-- Opening Marker --
PR #889, opened 2024-03-20
Hide display brightness settings on wasm

blammit:
The brightness settings do not affect the browser display, only the device display, so it is misleading to show these settings in the wasm build.

Contributes to #375

### DIFF
--- a/pages/settings/PageSettingsDisplay.qml
+++ b/pages/settings/PageSettingsDisplay.qml
@@ -19,6 +19,7 @@ Page {
 				//% "Adaptive brightness"
 				text: qsTrId("settings_adaptive_brightness")
 				dataItem.uid: Global.systemSettings.serviceUid + "/Settings/Gui/AutoBrightness"
+				allowed: Qt.platform.os != "wasm"
 			}
 
 			ListSlider {
@@ -26,7 +27,7 @@ Page {
 				text: qsTrId("settings_brightness")
 				dataItem.uid: Global.systemSettings.serviceUid + "/Settings/Gui/Brightness"
 				writeAccessLevel: VenusOS.User_AccessType_User
-				allowed: defaultAllowed && !autoBrightness.checked
+				allowed: defaultAllowed && !autoBrightness.checked && Qt.platform.os != "wasm"
 			}
 
 			ListRadioButtonGroup {


chriadam (approved):

jpetrell (approved):
Feels odd to still have dataItem communication going underneath in the invisible list item, but I guess the overhead is negligible.

Wonder if display off time should be hidden also. For some of these device-specific settings it may be nice to be able to configure them also remotely (though quite low prio use case overall), and if we choose to still display those would be good to make it clear when the setting only affects the local device HW, and not the browser environment.

pages/settings/PageSettingsDisplay.qml
```diff
@@ -19,14 +19,15 @@ Page {
 				//% "Adaptive brightness"
 				text: qsTrId("settings_adaptive_brightness")
 				dataItem.uid: Global.systemSettings.serviceUid + "/Settings/Gui/AutoBrightness"
+				visible: Qt.platform.os != "wasm"
```
jpetrell, line 22: -> allowed

pages/settings/PageSettingsDisplay.qml
```diff
@@ -19,14 +19,15 @@ Page {
...
 			}
 
 			ListSlider {
 				//% "Brightness"
 				text: qsTrId("settings_brightness")
 				dataItem.uid: Global.systemSettings.serviceUid + "/Settings/Gui/Brightness"
 				writeAccessLevel: VenusOS.User_AccessType_User
-				visible: defaultVisible && !autoBrightness.checked
+				visible: defaultVisible && !autoBrightness.checked && Qt.platform.os != "wasm"
```
jpetrell, line 30: -> allowed: defaultAllowed

blammit:
> Feels odd to still have dataItem communication going underneath in the invisible list item, but I guess the overhead is negligible.
> 
> Wonder if display off time should be hidden also. For some of these device-specific settings it may be nice to be able to configure them also remotely (though quite low prio use case overall), and if we choose to still display those would be good to make it clear when the setting only affects the local device HW, and not the browser environment.

Yeah, I wonder if they should still be displayed, but on wasm have some caption text like "This only applies on the device" or such. Anyway, I'll do this for now and see if we want to change it later.

PR #891, opened 2024-03-20
Avoid calculating tank level on Brief Page gauges if possible

### LINKED ISSUE #680: Brief tank levels for Black and Waste are inverted
The same data is shown correctly on the Tanks view.

Reported here: https://community.victronenergy.com/questions/249509/venus-os-v32034-available-for-testing.html?page=2&pageSize=50&sort=oldest

image

chriadam:
Affects WasteWater and BlackWater tanks.

Fixes #680

### DIFF
--- a/components/GaugeModel.qml
+++ b/components/GaugeModel.qml
@@ -84,11 +84,10 @@ ListModel {
 			readonly property string tankName: _tankProperties.name
 			readonly property string tankIcon: isBattery ? Global.batteries.system.icon : _tankProperties.icon
 			readonly property var tankModel: isBattery ? null : Global.tanks.tankModel(tankType)
-			readonly property real tankLevel: isBattery
-					? Math.round(Global.batteries.system.stateOfCharge || 0)
-					: (tankModel.count === 0 || tankModel.totalCapacity === 0
-					   ? 0
-					   : (tankModel.totalRemaining / tankModel.totalCapacity) * 100)
+			readonly property real tankLevel: isBattery ? Math.round(Global.batteries.system.stateOfCharge || 0)
+					: !isNaN(tankModel.averageLevel) ? tankModel.averageLevel
+					: (tankModel.count === 0 || tankModel.totalCapacity === 0) ? 0
+					: ((Math.min(tankModel.totalRemaining / tankModel.totalCapacity, 1.0) * 100))
 
 			readonly property var _tankProperties: Gauges.tankProperties(tankType)
 


components/GaugeModel.qml
```diff
@@ -81,14 +81,17 @@ ListModel {
...
 			readonly property string tankName: _tankProperties.name
 			readonly property string tankIcon: isBattery ? Global.batteries.system.icon : _tankProperties.icon
 			readonly property var tankModel: isBattery ? null : Global.tanks.tankModel(tankType)
 			readonly property real tankLevel: isBattery
 					? Math.round(Global.batteries.system.stateOfCharge || 0)
-					: (tankModel.count === 0 || tankModel.totalCapacity === 0
+					: ((tankModel.count === 0 || tankModel.totalCapacity === 0)
 					   ? 0
-					   : (tankModel.totalRemaining / tankModel.totalCapacity) * 100)
+					   : Math.min(tankModel.totalRemaining / tankModel.totalCapacity, 1.0) * 100)
```
chriadam, line 92: added Math.min() because I was seeing something strange in this particular case: the `remaining` value was larger than the `capacity` value somehow, resulting in a spurious level value.  Specifically, it was `remaining = 0.15142, capacity = 0.1514164714`.

jpetrell: We are effectively hiding the root issue, but I guess we cannot control all the tank configurations in the world and in the actual case the difference is close to a rounding error.

components/GaugeModel.qml
```diff
@@ -53,7 +53,7 @@ ListModel {
 	function updateGauge(gauge) {
 		const gaugeIndex = findGauge(gauge)
 		if (gaugeIndex >= 0) {
-			set(gaugeIndex, { name: gauge.tankName, icon: gauge.tankIcon, value: gauge.tankLevel })
+			set(gaugeIndex, { name: gauge.tankName, icon: gauge.tankIcon, value: gauge.tankValue })
```
jpetrell, line 56: Nice that tank value is now set to value (vs. previous tank level becoming a value). :blush:

components/GaugeModel.qml
```diff
@@ -81,14 +81,17 @@ ListModel {
...
 			readonly property var tankModel: isBattery ? null : Global.tanks.tankModel(tankType)
 			readonly property real tankLevel: isBattery
 					? Math.round(Global.batteries.system.stateOfCharge || 0)
-					: (tankModel.count === 0 || tankModel.totalCapacity === 0
+					: ((tankModel.count === 0 || tankModel.totalCapacity === 0)
 					   ? 0
-					   : (tankModel.totalRemaining / tankModel.totalCapacity) * 100)
+					   : Math.min(tankModel.totalRemaining / tankModel.totalCapacity, 1.0) * 100)
+			readonly property real tankValue: tankValueType == VenusOS.Gauges_ValueType_RisingPercentage
+					? (100 - tankLevel) : tankLevel
```
jpetrell, line 94: I would consider writing the logic with one JavaScript function using traditional if..else style, multiple conditionals (battery, valid values, rising percentage case, capacity going over remaining value) written as tertiary operations and two properties  (looks like tankLevel is not used for anything else than for determining tankValue) becomes a bit difficult read, though I guess it is a matter of taste.

jpetrell (approved):
Some comments. Overall LGTM.

jpetrell:
Thinking this a bit more it is a bit unfortunate that all the clients need to handle such hardware-specific variations, to me seems the middleware is reporting the value of **totalRemaining** incorrectly?

blammit (approved):
Nice! Could you add more detail to the commit message?

blammit:
> Thinking this a bit more it is a bit unfortunate that all the clients need to handle such hardware-specific variations, to me seems the middleware is reporting the value of **totalRemaining** incorrectly?

That's true. @ReinvdZee is this something you could assist with? This bug in gui-v2 was triggered because a tank's `/Remaining` value was  greater than its `/Capacity`. It would be nice if this could be handled at a lower level so that the UI layer doesn't have to check for this.

chriadam:
Well, to be clear, the bug itself was just that we didn't invert the level when the tank type was RisingPercentage (as opposed to the usual FallingPercentage).  But yes, the fact that the level could exceed 100% without my clamp is worrying.

blammit:
Now I'm confused. With the PR, the levels are inverted in an unexpected manner, showing 25% on the Levels page and 75% on the Brief page. So I thought the bug was related to the capacity/remaining not matching up. Would you mind putting those in separate commits so it's clear they are not related?

chriadam:
After discussion with Bea, it became apparent that instead of inverting the value (which we should NOT do, instead we should just invert the COLOUR), we need to fix the algorithm so that it doesn't assume that level = remaining/capacity.  Actually, level = capacity - remaining.  I will fix here, and check if we made similar mistake elsewhere.

components/GaugeModel.qml
```diff
@@ -84,11 +84,10 @@ ListModel {
...
 			readonly property string tankIcon: isBattery ? Global.batteries.system.icon : _tankProperties.icon
 			readonly property var tankModel: isBattery ? null : Global.tanks.tankModel(tankType)
-			readonly property real tankLevel: isBattery
-					? Math.round(Global.batteries.system.stateOfCharge || 0)
-					: (tankModel.count === 0 || tankModel.totalCapacity === 0
-					   ? 0
-					   : (tankModel.totalRemaining / tankModel.totalCapacity) * 100)
+			readonly property real tankLevel: isBattery ? Math.round(Global.batteries.system.stateOfCharge || 0)
+					: (tankModel.count === 0 || tankModel.totalCapacity === 0) ? 0
+					: !isNaN(tankModel.averageLevel) ? tankModel.averageLevel
```
blammit, line 89: I think the level check should come first, before the capacity -- that way if a level is available, but not the capacity, then we can still show a valid level.

chriadam: Good point, done

blammit (approved):
LGTM, thanks! Verified the gauges now look correct on the Brief page of the remote installation.

jpetrell (approved):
-- Closing Marker --
### TASK DESCRIPTION
Find and copy each line above holding "levels".

### EXPECTED ANSWER
### LINKED ISSUE #680: Brief tank levels for Black and Waste are inverted
Now I'm confused. With the PR, the levels are inverted in an unexpected manner, showing 25% on the Levels page and 75% on the Brief page. So I thought the bug was related to the capacity/remaining not matching up. Would you mind putting those in separate commits so it's clear they are not related?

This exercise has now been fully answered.